Redundant and Repetitive
March 27, 2008
There is a lot to be said of brevity. Shakespeare wrote somewhat ironically through the mouthpiece of the long-winded Polonius in Hamlet that “brevity is the soul of wit.”
And William Strunk reminds us in Elements of Style that “A sentence should contain no unnecessary words, a paragraph no unnecessary sentences, for the same reason that a drawing should have no unnecessary lines and a machine no unnecessary parts.”
Excellent copywriting should be brief and vibrant; take care to remove any unneeded “filler” words and phrases. It is important to look for these filler words that drag your copy down, making them dull and redundant.

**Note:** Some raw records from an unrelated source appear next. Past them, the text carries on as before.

Issue #76, opened 2019-08-26
icons spacing fix


tomholub:
This issue applies to icon spacing in all toolbars.

Currently looks like this:

![image](https://user-images.githubusercontent.com/6306961/63707771-3713d280-c822-11e9-9fa1-7343c105fbb2.png)

------------------------

 - [ ] there should be more space between icons (eg I added 20px more on the screenshot on the bottom)
 - [ ] there should be less space on the back/menu icon, to match amount of space on the right
 - [ ] the trash icon should be vertically squashed to fit well vertically with the other icons

![image](https://user-images.githubusercontent.com/6306961/63707840-662a4400-c822-11e9-9aca-a82347d3cfbb.png)

------------------------

The fixed result, very roughly:

![image](https://user-images.githubusercontent.com/6306961/63707926-a5589500-c822-11e9-85e5-9364cb0d3873.png)

PR #89, opened 2019-09-13
updated layout for navigation bar

Kharchevskyi:
https://github.com/FlowCrypt/flowcrypt-ios/issues/76
Screen Shot 2019-09-13 at 23 26 31


Kharchevskyi:
Fixed spacing as well as it can be with this icons. If it possible - provide with proper icons to achieve better result.

PR #2021, opened 2022-02-23
README.md: Latest version of ocamlformat

OscarLahaie:
The newest version of ocamlformat is no longer the 0.20.0 but the 0.20.1.
I suggest to replace in .ocamlformat, the part where the version of is indicated.

`version = 0.20.0`

to 

`version = 0.20.1`


gpetiot (approved):
Thanks!

PR #2022, opened 2022-02-23
Expose ocamlformat libraries

tmattio:
This allows users to use ocamlformat as a library.

We give a public name `ocamlformat` to the library and each library is exposed as a sublibrary of `ocamlformat` (e.g. `ocamlformat.parse_wyc` and `ocamlformat.parser_shims`).

I also cleanup the dune-project file to remove the duplicated dependencies. `ocamlformat-rpc-lib` and `ocamlformat-bench` now depends on `ocamlformat {= version}`. I can remove this part if needed.

### DIFF
--- a/ocamlformat-rpc.opam
+++ b/ocamlformat-rpc.opam
@@ -10,24 +10,9 @@ bug-reports: "https://github.com/ocaml-ppx/ocamlformat/issues"
 depends: [
   "dune" {>= "2.8"}
   "ocaml" {>= "4.08" & < "4.15"}
-  "ocamlformat-rpc-lib"
+  "ocamlformat" {= version}
+  "ocamlformat-rpc-lib" {= version}
   "alcotest" {with-test}
-  "base" {>= "v0.12.0" & < "v0.15"}
-  "cmdliner" {>= "1.1.0"}
-  "dune-build-info"
-  "either"
-  "fix"
-  "fpath"
-  "menhir" {>= "20201216"}
-  "menhirLib" {>= "20201216"}
-  "menhirSdk" {>= "20201216"}
-  "ocaml-version" {>= "3.3.0"}
-  "ocp-indent"
-  "odoc-parser" {>= "1.0.0"}
-  "re" {>= "1.7.2"}
-  "stdio" {< "v0.15"}
-  "uuseg" {>= "10.0.0"}
-  "uutf" {>= "1.0.1"}
   "odoc" {with-doc}
 ]
 build: [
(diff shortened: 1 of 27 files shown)


ocamlformat.opam
```diff
@@ -28,6 +25,8 @@ depends: [
   "stdio" {< "v0.15"}
   "uuseg" {>= "10.0.0"}
   "uutf" {>= "1.0.1"}
+  "alcotest" {with-test}
+  "dune" {>= "2.8" & with-test & < "3.0"}
```
Julow, line 29: That's why we had two `dune` in the depends for this package. The first one would be updated by Dune while generating the opam file and the other would be kept.

tmattio: Thanks, I added it back 🙂

gpetiot (approved):
Looks good to me, thanks!
Feel free to merge when ready or let us know and we will.

tmattio:
Thanks @gpetiot!
It's ready - I don't have the permission to merge though, so feel free to do it 🙂

ocamlformat-rpc.opam
```diff
@@ -10,24 +10,9 @@ bug-reports: "https://github.com/ocaml-ppx/ocamlformat/issues"
...
-  "menhirLib" {>= "20201216"}
-  "menhirSdk" {>= "20201216"}
-  "ocaml-version" {>= "3.3.0"}
-  "ocp-indent"
-  "odoc-parser" {>= "1.0.0"}
-  "re" {>= "1.7.2"}
-  "stdio" {< "v0.15"}
-  "uuseg" {>= "10.0.0"}
-  "uutf" {>= "1.0.1"}
+  "ocamlformat" {= version}
```
panglesd, line 14: Why should `ocamlformat-rpc` have the same version as `ocamlformat`? This is making some dependencies problem... (see https://github.com/ocaml/ocaml-lsp/pull/599#issuecomment-1083375199)

Julow: `ocamlformat-rpc` was the rpc server, it is specific to the version of ocamlformat. Since recently, the RPC server is part of the `ocamlformat` package, no more confusion.
I think you meant to use `ocamlformat-rpc-lib`, which is the library for defining a client and doesn't depends on ocamlformat.

panglesd: Okay. I did meant `ocamlformat-rpc`, as this breaks the `ocaml-lsp` CI (`ocaml-lsp` CI needs `ocamlformat-rpc.0.21.0` (for testing) and `ocamlformat.0.19.0` (for checking formatting). But I guess that's logic to bound those version, I'm sure it can be worked out in ocaml-lsp CI :)

PR #2028, opened 2022-02-28
New syntax (*= ... *) for verbatim comments

gpetiot:
Follow-up of #1810 and #2009

Introduces a new syntax `(*= ... *)` to print comments "verbatim".

Here is the preview on tezos' code: https://gitlab.com/tezos/tezos/-/merge_requests/4587

### DIFF
--- a/lib/Cmts.ml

One example of redundancy that rings clear in my mind comes from my elementary school grammar class: “I was home alone, all by myself.” Unless you’re using this sentence to create a character or style specific to your work, this is poor writing. To say that “I was home alone” necessarily implies that I am “all by myself,” making the second half of this sentence useless from a copywriter’s standpoint.
But what about those common phrases that can be easy to overlook – is something “absolutely essential,” or is it simply “essential?” “Basic fundamentals” are either “basics” or “fundamentals,” both able to stand alone quite nicely. Now consider “past experience,” “new innovations,” “qualified expert,” and “postpone until later” – there are better, briefer alternatives to all of these phrases.
A little hard-nosed editing will rid your copy of these superfluous filler verbs. In summarizing this already much-too-long blog about brevity, remember the words of Thomas Jefferson:
“The most valuable of all talents is that of never using two words when one will do.”